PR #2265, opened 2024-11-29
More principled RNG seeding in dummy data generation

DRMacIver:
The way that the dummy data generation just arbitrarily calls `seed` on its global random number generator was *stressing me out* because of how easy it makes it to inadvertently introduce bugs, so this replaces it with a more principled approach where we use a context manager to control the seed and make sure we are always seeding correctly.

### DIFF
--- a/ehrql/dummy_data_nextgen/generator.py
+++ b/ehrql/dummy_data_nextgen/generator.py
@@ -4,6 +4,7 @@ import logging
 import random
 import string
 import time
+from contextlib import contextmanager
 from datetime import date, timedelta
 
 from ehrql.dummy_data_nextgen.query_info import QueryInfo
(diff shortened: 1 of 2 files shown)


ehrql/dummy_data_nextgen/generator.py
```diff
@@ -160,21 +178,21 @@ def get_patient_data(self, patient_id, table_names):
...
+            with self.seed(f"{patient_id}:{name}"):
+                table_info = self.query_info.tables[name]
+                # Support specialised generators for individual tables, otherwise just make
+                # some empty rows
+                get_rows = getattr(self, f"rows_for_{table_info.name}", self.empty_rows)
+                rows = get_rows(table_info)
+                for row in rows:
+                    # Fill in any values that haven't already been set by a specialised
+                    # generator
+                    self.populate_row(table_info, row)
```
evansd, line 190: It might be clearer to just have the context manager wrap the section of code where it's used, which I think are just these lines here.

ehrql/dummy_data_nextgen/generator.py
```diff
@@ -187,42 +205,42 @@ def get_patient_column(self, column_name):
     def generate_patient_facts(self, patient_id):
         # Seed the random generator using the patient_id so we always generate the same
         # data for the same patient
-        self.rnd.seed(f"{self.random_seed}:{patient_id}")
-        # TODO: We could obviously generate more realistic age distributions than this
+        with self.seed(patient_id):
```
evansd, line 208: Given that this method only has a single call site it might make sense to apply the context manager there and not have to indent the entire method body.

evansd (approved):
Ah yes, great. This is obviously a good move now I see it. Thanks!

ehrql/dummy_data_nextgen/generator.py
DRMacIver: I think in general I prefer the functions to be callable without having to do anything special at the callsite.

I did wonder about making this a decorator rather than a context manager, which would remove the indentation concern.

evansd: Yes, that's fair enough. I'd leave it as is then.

...

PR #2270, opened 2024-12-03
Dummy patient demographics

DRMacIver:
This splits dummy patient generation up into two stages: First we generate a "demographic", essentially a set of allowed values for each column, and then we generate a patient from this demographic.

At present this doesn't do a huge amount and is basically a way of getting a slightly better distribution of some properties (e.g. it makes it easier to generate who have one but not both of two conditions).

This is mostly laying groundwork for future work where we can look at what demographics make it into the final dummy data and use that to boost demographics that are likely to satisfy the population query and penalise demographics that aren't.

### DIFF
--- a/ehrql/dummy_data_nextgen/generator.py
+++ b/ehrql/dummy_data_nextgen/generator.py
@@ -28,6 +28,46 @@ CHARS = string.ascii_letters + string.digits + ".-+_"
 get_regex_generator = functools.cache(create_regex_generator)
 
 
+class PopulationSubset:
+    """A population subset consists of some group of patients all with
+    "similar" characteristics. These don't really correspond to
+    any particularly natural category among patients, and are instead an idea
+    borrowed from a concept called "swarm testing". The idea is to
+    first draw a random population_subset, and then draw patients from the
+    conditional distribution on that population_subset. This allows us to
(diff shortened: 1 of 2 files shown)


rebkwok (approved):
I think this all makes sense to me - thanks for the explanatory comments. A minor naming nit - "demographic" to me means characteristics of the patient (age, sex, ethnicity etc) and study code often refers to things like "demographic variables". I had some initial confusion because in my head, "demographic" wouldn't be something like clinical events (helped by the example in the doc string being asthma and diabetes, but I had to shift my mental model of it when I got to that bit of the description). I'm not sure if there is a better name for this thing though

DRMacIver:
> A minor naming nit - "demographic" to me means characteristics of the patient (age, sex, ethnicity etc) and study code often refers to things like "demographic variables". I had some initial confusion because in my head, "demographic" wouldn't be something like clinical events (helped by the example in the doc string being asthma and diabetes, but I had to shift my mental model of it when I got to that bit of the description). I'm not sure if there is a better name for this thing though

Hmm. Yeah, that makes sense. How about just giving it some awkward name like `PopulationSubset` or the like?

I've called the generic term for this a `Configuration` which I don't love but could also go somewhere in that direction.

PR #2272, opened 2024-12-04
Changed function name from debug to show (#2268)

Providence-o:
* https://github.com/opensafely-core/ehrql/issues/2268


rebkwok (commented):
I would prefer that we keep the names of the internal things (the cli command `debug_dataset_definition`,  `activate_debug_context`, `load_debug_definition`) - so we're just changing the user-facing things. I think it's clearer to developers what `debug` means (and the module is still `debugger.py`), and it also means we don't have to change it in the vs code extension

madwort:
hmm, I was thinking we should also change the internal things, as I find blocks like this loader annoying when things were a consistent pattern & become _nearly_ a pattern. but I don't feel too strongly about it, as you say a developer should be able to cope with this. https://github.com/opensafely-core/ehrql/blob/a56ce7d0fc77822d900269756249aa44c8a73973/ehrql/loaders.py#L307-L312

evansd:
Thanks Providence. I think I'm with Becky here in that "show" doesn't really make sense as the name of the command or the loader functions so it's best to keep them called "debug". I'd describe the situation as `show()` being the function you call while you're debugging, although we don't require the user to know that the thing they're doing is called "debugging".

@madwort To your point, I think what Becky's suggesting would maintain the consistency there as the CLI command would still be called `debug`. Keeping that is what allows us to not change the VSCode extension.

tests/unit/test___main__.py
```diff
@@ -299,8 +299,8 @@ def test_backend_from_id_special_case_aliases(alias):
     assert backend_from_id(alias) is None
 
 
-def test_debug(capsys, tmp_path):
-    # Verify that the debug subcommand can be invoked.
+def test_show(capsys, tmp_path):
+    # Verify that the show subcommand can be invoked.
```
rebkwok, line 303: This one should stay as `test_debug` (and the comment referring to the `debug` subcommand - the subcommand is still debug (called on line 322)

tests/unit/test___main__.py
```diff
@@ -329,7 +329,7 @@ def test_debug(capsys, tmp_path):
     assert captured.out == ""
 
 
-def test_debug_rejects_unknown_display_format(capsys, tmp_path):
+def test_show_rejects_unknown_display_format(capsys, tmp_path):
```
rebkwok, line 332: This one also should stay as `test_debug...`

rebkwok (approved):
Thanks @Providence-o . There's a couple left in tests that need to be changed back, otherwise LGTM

What you are asked to do: If a line above contains the word "import", it counts; state how many lines count, and nothing more.

Answer for this exercise: 7